The New York Times in an editorial on March 6 opposed the weakening of the Miranda rule, stating, “The Supreme Court recently did significant damage to the Miranda rule, which requires that suspects in custody be told of their right to remain silent and to have a lawyer present, and that any statements they make could be used against them in criminal proceedings. Without these warnings, statements made are inadmissible as evidence, the court said in the 1966 case Miranda v. Arizona, because ‘the very fact of custodial interrogation exacts a heavy toll on individual liberty, and trades on the weaknesses of individuals.’
"That is exactly the principle violated by the court’s new ruling in Howes v. Fields. The case involved Randall Lee Fields, who was in jail in Michigan for disorderly conduct, was interrogated by sheriffs there and, based on what he said, was sentenced to 10 to 15 years in prison for a sex crime. The court’s 6-to-3 majority opinion, written by Justice Samuel Alito Jr., said that Mr. Fields should not be considered in ‘custody’ for Miranda purposes because a person already in jail is not shocked and coercible as someone newly arrested might be; cannot be induced to speak in hopes of being released; and does not worry that a sentence will be lengthened if he does not cooperate. Mr. Fields was not threatened or physically restrained and ‘was told at the outset of the interrogation, and reminded thereafter, that he was free to leave and could go back to his cell whenever he wanted,’ Justice Alito wrote.”
I have never understood why the Miranda rule was ever imposed by the U.S. Supreme Court. A significant number of people committing crimes want to confess their guilt. Why in the world do we want to inhibit them from doing so? Even where the Miranda warning is provided, there are large numbers of putative defendants who will proceed to confess their wrongdoing. Isn’t that good? It certainly is good for society.
Of course, if the confession is forcibly obtained — physical duress in any form — it should be excluded. But if voluntary, why not use it in the trial that follows? I have always believed the supporters of maintaining the rule do so because they believe it is unfair that because a smart criminal would never confess, whether or not they were warned under Miranda, we are taking advantage of the less intelligent or less informed criminal who gives in to the normal impulse that many people have, which is to get their guilt off their chest and confess to the comforting police officer who tells them their confession and cooperation could help them at sentencing.
But the uncovering of crimes and the use of confessions when obtained without physical force is helpful to our society. That is why the U.S. Supreme Court, while mindful of another concept — stare decisis — earlier court decisions be respected and applied — are whittling down the circumstances when the Miranda warning and stare decisis doctrine should apply.
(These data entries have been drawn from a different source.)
PR #704, opened 2023-08-01
IM object filtering patch

ew3361zh:
This PR fixes an overlooked issue with validating nested objects in the IM's `_validate_element()` method by creating a list of keys to ignore in the nested validation loop.

Per the IM design doc, the metadata will have this structure for a nested json blob:

`"properties": {
   "<var name>": {
    "type": "object" 
    "description": "<optional description for this variable>",
     "<nested var name>": {
     "type": "<an item from list:[number, array, bool, string, –what else?-]>" 
     "description": "<optional description for this variable>",
     <data description template>
     }
   }
}`

In `_validate_element()`, if the property type is _object_, it will loop through each of the keys in the object and attempt to validate the corresponding data from the input file against them.

We don't want the IM to attempt to validate the values for the keys "type" and (optional) "description".

This PR also updates unit testing and fixes another error in the return value of the nested validation loop.

### DIFF
--- a/tests/test_input_manager.py
+++ b/tests/test_input_manager.py
@@ -350,6 +350,11 @@ def test_validate_element_string_type(mock_input_manager: InputManager,
 
     assert result["is_valid"] is True
 
+    input_data = {"element1": "invalid_value"}
+    result = mock_input_manager._validate_element(["element1"], "property_map_key1", input_data, True)
+
+    assert result["is_valid"] is False
+
     mock_input_manager._validate_element = input_manager_original_method_states["_validate_element"]
 
 
@@ -363,6 +368,11 @@ def test_validate_element_number_type(mock_input_manager: InputManager,
     result = mock_input_manager._validate_element(["element2"], "property_map_key1", input_data, True)
 
     assert result["is_valid"] is True
+
+    input_data = {"element2": 500}
+    result = mock_input_manager._validate_element(["element2"], "property_map_key1", input_data, True)
+
+    assert result["is_valid"] is False
 
     mock_input_manager._validate_element = input_manager_original_method_states["_validate_element"]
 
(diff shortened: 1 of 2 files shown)


tests/test_input_manager.py
```diff
@@ -341,6 +354,20 @@ def test_validate_element_array_type(mock_input_manager: InputManager,
     mock_input_manager._validate_element = input_manager_original_method_states["_validate_element"]
 
 
+def test_validate_element_object_type(mock_input_manager: InputManager,
```
Isgotkowitz: Is there a test that checks that invalid nested data causes `"is_valid"` to be false?

Isgotkowitz (approved):
One question about test suite coverage, otherwise LGTM. Nice job Niko

Isgotkowitz:
> `"type": "<an item from list:[number, array, bool, string, –what else?-]>"`

What about a `map` type (i.e. dictionary)? There is one variable in particular in the Crop and Soil module that would benefit from having this type supported

tests/test_input_manager.py
ew3361zh: I will add one for that!

tests/test_input_manager.py
```diff
@@ -341,6 +381,77 @@ def test_validate_element_array_type(mock_input_manager: InputManager,
     mock_input_manager._validate_element = input_manager_original_method_states["_validate_element"]
 
 
+def test_validate_element_valid_object_type(mock_input_manager: InputManager,
```
michaelRichards99, line 399: For these unit tests would it be possible to add a comment explaining why the test should pass or fail? I think a simple comment would go a long way in maintainability. Do you think it is worth adding? I know we try to avoid comments when possible.

ew3361zh: What do you think about more descriptive docstrings vs. inline comments?

michaelRichards99: For a more high-level description of why the unit test should pass/fail, docstrings work better, IMO. 

It'll be much easier to read the comment rather than having to trace through all the steps to find out why the test passes/fails.

ew3361zh: Currently have some info in the docstrings about each test but I can expand that info to be a little clearer.

ew3361zh: I also did spread these out into individual tests rather than parametrizing the inputs in hopes to provide clearer results.

michaelRichards99: Thanks.

michaelRichards99 (approved):
Properly fixes the problem.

Of course individual rights should be protected, but so should the right of society to be protected from criminals be a priority. In my judgment, with respect to Miranda, it should simply be dropped by the U.S. Supreme Court, instead of the courts finding ways to limit its use.
I believe all police and district attorney interrogations of “persons of interest” relating to a criminal investigation should be videotaped if possible and when not possible, audiotaped.